Comienzo hoy con el concierto que situaría el último en mi lista de los tres peores que jamás vi. Durante los próximos días, hablaré de los otros dos. Quiero aclarar (hoy en día siempre es necesario aclarar algo) que, por supuesto, que amo a Pixies. Pero no estoy hablando de la calidad de la banda sino de un concierto en concreto. Y a veces tampoco del concierto. De hecho, tal vez Pixies lo hicieron muy bien pero yo no me di cuenta.

¡Ahí voy!

¿Qué es esto que vi? (1)

3) Pixies, Primavera Sound, 2010: Estoy junto a una valla. Cientos y cientos de metros me separan del inmenso escenario donde van a comenzar a tocar Pixies.

Recuerdo cuando yo era un adolescente. Bebiendo incluso por la tarde.
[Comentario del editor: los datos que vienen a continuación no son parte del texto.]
PR #369, opened 2024-05-13
Rustify ekore part 2: ad.u.s.{as2,as3}

felixhekhorn:
Actually, we should push for the continued rustification before @giacomomagni receives his halo and someone else has to translate all those endless N3LO expression. I will not attempt the full rustification here but still proceed in parts (i.e. this is part 2 (after #189 ) out of X): currently my only goal here is to be ready for QCD N3LO ad. To be specific:

ekore/anomalous_dimensions/unpolarized/space_like/
- [x] as2.py
- [x] as3.py


giacomomagni:
Thanks @felixhekhorn 
I'm not sure if I'll be able to contribute to this endeavour at some point

felixhekhorn:
> for the time being we go for qcd only

indeed - let's proceed in parts and first we do QCD only

One simple comment up front: please run pre-commit

crates/ekore/src/anomalous_dimensions/unpolarized/spacelike/as2.rs
```diff
@@ -0,0 +1,236 @@
...
+    let gamma_qq = gamma_nsp(c, nf) + gamma_ps(c, nf);
+    [
+        [gamma_qq, gamma_qg(c, nf)],
+        [gamma_gq(c, nf), gamma_gg(c, nf)],
+    ]
+}
+
+pub fn test_const() -> f64 {
+    CA
+}
```
felixhekhorn, line 116:
```suggestion

```

crates/ekore/src/anomalous_dimensions/unpolarized/spacelike/as2.rs
```diff
@@ -0,0 +1,236 @@
...
+    use crate::{anomalous_dimensions::unpolarized::spacelike::as2::*, harmonics::cache::Cache};
+    use float_cmp::assert_approx_eq;
+    use num::complex::Complex;
+    use std::f64::consts::PI;
+    use num::traits::Pow;
+
+    const NF: u8 = 5;
+
+    #[test]
+    fn gamma_1() {
```
felixhekhorn, line 130: I would split the tests apart:
- physical constraints
- N=2
- N=3
- N=4

felixhekhorn (commented):
- I think the `NC=4` case is artificial and we simply allow for this hypothetical feature any longer
- of course we eventually have to hook the function in on the higher level

felixhekhorn:
> mm ok. I guess by `rustify` you mean running the script `rustify.sh`?

exactly - this will hook the Rust backend into the main eko package + remember to actually compile via `poe compile`; this way we can run the usual eko workflows (with the limited available orders of course) e.g. to check against the LHA benchmark number which we will have to reproduce ...

tgiani:
ok I see. Other question: isn t `pytest` installed automatically in the poetry venv when I run `poetry install`?
If I do `poetry install`, rustify, `poe compile` and then `poe lha -m "ffns and nlo and not sv"` it doesn t find `pytest`

felixhekhorn:
> ok I see. Other question: isn t `pytest` installed automatically in the poetry venv when I run `poetry install`? If I do `poetry install`, rustify, `poe compile` and then `poe lha -m "ffns and nlo and not sv"` it doesn t find `pytest`

no, since it is a developer dependency - you can do `poetry install --with test` (Poetry has this [dependency groups](https://python-poetry.org/docs/managing-dependencies/#dependency-groups))

felixhekhorn:
> now somehow `cargo fmt` is broken for me and I don't know why since it was working fine the whole afternoon, so I might have broken pre-commit myself, but I will try to fix this tomorrow

okay, so it turns out that it was just a veeery long run for `cargo fmt`, but eventually it does terminate - as a fix I inserted a bunch of [`#[rustfmt::skip]`](https://github.com/rust-lang/rustfmt#tips) - not all of them are actually required, but mostly the ones for the long expressions. However, then for consistency I put them all. In the end the expressions are just math and there is no big insight in having them formatted (although they are easier to check this way). What do you think @tgiani? should we keep the markers?

tgiani:
yea I think so else every time we commit we have to wait half an hour

tgiani:
I m trying to run the benchmark `poe lha -m "ffns and nlo and not sv"` to investigate the problem you mentioned yesterday but that also has been run for several minutes now. Do you know how long it is supposed to take?

felixhekhorn:
> I m trying to run the benchmark `poe lha -m "ffns and nlo and not sv"` to investigate the problem you mentioned yesterday but that also has been run for several minutes now. Do you know how long it is supposed to take?

Ehm, yes this is a feature :upside_down_face: (one that we are trying to partly tackle here) for the first run eko will take a while, because it needs to compile all the numba stuff, which is a lot. Normally it can take up to 15 min if the OME are involved, but actually here it should be quicker, since we're running FFNS and you `poe compile` already did part of the work. You can check if numba is the problem by setting [NUMBA_DEBUG](https://numba.readthedocs.io/en/stable/reference/envvars.html#envvar-NUMBA_DEBUG) or you can set[ EKO_LOG_STDOUT](https://github.com/NNPDF/eko/blob/2348778fa7a9688a0a482f7ed0e3baefbd816722/benchmarks/lha_paper_bench.py#L145) to check what EKO is doing.

felixhekhorn:
> ok after 30 min I ve stopped it and I m trying again setting the two env variables you suggested. Is the singlet sector alright from the benchmark? If so the problem should be something in `gamma_nsm` no?

Mmm not sure ... in the singlet sector we match my 0.4% and I'm not sure if that is good enough (LO we match by 0.02%) and we should check with master. I also see that T8 and T15 are kind of okay, but T3 is not - and all should be NS+ ... Of course T3 is small in absolute value, so maybe there is some precision loss somewhere?

tgiani:
mm i don t know... In the expressions I m doing the following replacements:
- I turn all integers except those in exponents into floats (else algebra with complex is not defined)
- np.power(N,integer)->N.powu(integer) 
- np.pi**2 -> PI.pow(2)
- NF -> (NF as f64)

tgiani:
anyway I m still stuck on this `poe lha -m "ffns and nlo and not sv"`. Since about 1hr 30 min the last log I get from numba is 
```
================================================================================
-------------------------OPTIMIZED DUMP cb_quad_ker_qcd-------------------------
; ModuleID = 'cb_quad_ker_qcd'
source_filename = "<string>"
target datalayout = "e-m:o-i64:64-i128:128-n32:64-S128"
target triple = "arm64-apple-darwin23.4.0"

================================================================================
================================================================================
----------------------------ASSEMBLY cb_quad_ker_qcd----------------------------
        .section        __TEXT,__text,regular,pure_instructions
        .build_version macos, 14, 0
.subsections_via_symbols

================================================================================
```
not sure what the problem here

tgiani:
@felixhekhorn ah ok good. Yes also after your last commit I still have the same problem on mac

felixhekhorn:
Continuing from here we can have several parallel parts:
1. ome.u.s.as1 and ome.u.s.as2
1. recover SV
1. ad.p.s.*
1. recover solution methods
1. ad.u.s.as4 and ad.u.s.as4.fhmruvv
1. ad.u.s.\*aem*
1. ad.u.t.*

The order of the list is a slight indication of priority. Not every item needs a separate PR although that might help in the review. In case you are not tired yet @tgiani pick your favourite!

tgiani:
sure, I guess I ll start from 1. What s 2?

PR #2405, opened 2023-08-11
feat: `lake update <pkg>` & related tweaks

tydeu:
Closes leanprover/lake#148. 

~~A bare `lake update` now updates the manifest without updating packages (i.e., just downloads new ones). To update all packages,  `lake update @` is now used instead. `lake update deleted` (or `lake update @`) will remove a package whose `require` statement was deleted. (I choose this approach for now because it is the simplest to implement.)~~

**EDIT:** `lake update` now still upgrades all dependencies (and `lake update @` has been removed).

### DIFF
--- a/src/lake/Lake/CLI/Help.lean
+++ b/src/lake/Lake/CLI/Help.lean
@@ -29,7 +29,7 @@ COMMANDS:
   new <name> [<temp>]   create a Lean package in a new directory
   init <name> [<temp>]  create a Lean package in the current directory
   build [<targets>...]  build targets
-  update                update dependencies
+  update                update dependencies and save them to the manifest
   upload <tag>          upload build artifacts to a GitHub release
   clean                 remove build outputs
   script                manage and run workspace scripts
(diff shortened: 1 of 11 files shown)


Kha:
> (I choose this approach for now because it is the simplest to implement.)

CLI design and stability is important, we shouldn't change it just because it's convenient in the short term. If `lake update <pkg>` is the one we all agree on, let's add just this one for now and leave all other changes to a documented redesign?

tydeu:
@Kha 

>  (I choose this approach for now because it is the simplest to implement.)
> CLI design and stability is important,  we shouldn't change it just because it's convenient in the short term.

Sorry, to clarify, "the simplest to implement" was just about the `lake update deleted` which is not breaking change. Also, I would expect it to still work in the future. The part that I imagine changing have `lake update` also clear removed dependencies from the manifest. However, that is likely not desirable until Lake has a better story for leanprover/lake#149 because automatically removing conditional dependencies from the manifest for which the conditions are not set in a given `lake update` seems problematic at the moment.

> If `lake update <pkg>` is the one we all agree on, let's add just this one for now.

The other parts were intentional design decisions and by-products of this feature addition. If one can specify a single package to update, it provides consistency to be able to specify none, many, or all. It also mirrors, e.g., how [`bundle update`](https://bundler.io/v2.4/man/bundle-update.1.html#UPDATING-ALL-GEMS) and [`composer update`](https://getcomposer.org/doc/03-cli.md#update-u-upgrade) work, so I plan to keep that part of CLI stable regardless going forward.

tydeu:
@Kha I pared down the PR. Does it look good now to auto-merge?

PR #2407, opened 2023-08-11
test: compiling multiple files using the Frontend

kim-em:
This test is currently expected to fail. The RFC #2408 explains the full context. The PR https://github.com/leanprover/lean4/pull/2398 also contains a copy of this test, adapted to use the mechanism proposed there.


semorrison:
This test has been incorporated into the proposed fix at https://github.com/leanprover/lean4/pull/2423.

Jugando al póker en la calle, en las escaleras de una tienda llena de máquinas de marcianitos. Alguien me comenta que Pixies vienen a España. ¡Qué excitante! Doolitle suena una y otra vez en el casette de doble pletina que llevo a la playa. Ese disco es rabioso, efervescente. Es una puta obra maestra. Una obra viva, carnosa, alocada, infecciosa. Bossanova también es muy bueno. ¡Pixies son la banda! Unos cuantos hacemos planes por verlos. No sabemos dónde dormiremos. A alguno le faltan trescientas pelas para juntar el dinero de la entrada. Alguien se las roba a sus padres. Salimos. Pero el concierto se suspende. Ya ni recuerdo por qué.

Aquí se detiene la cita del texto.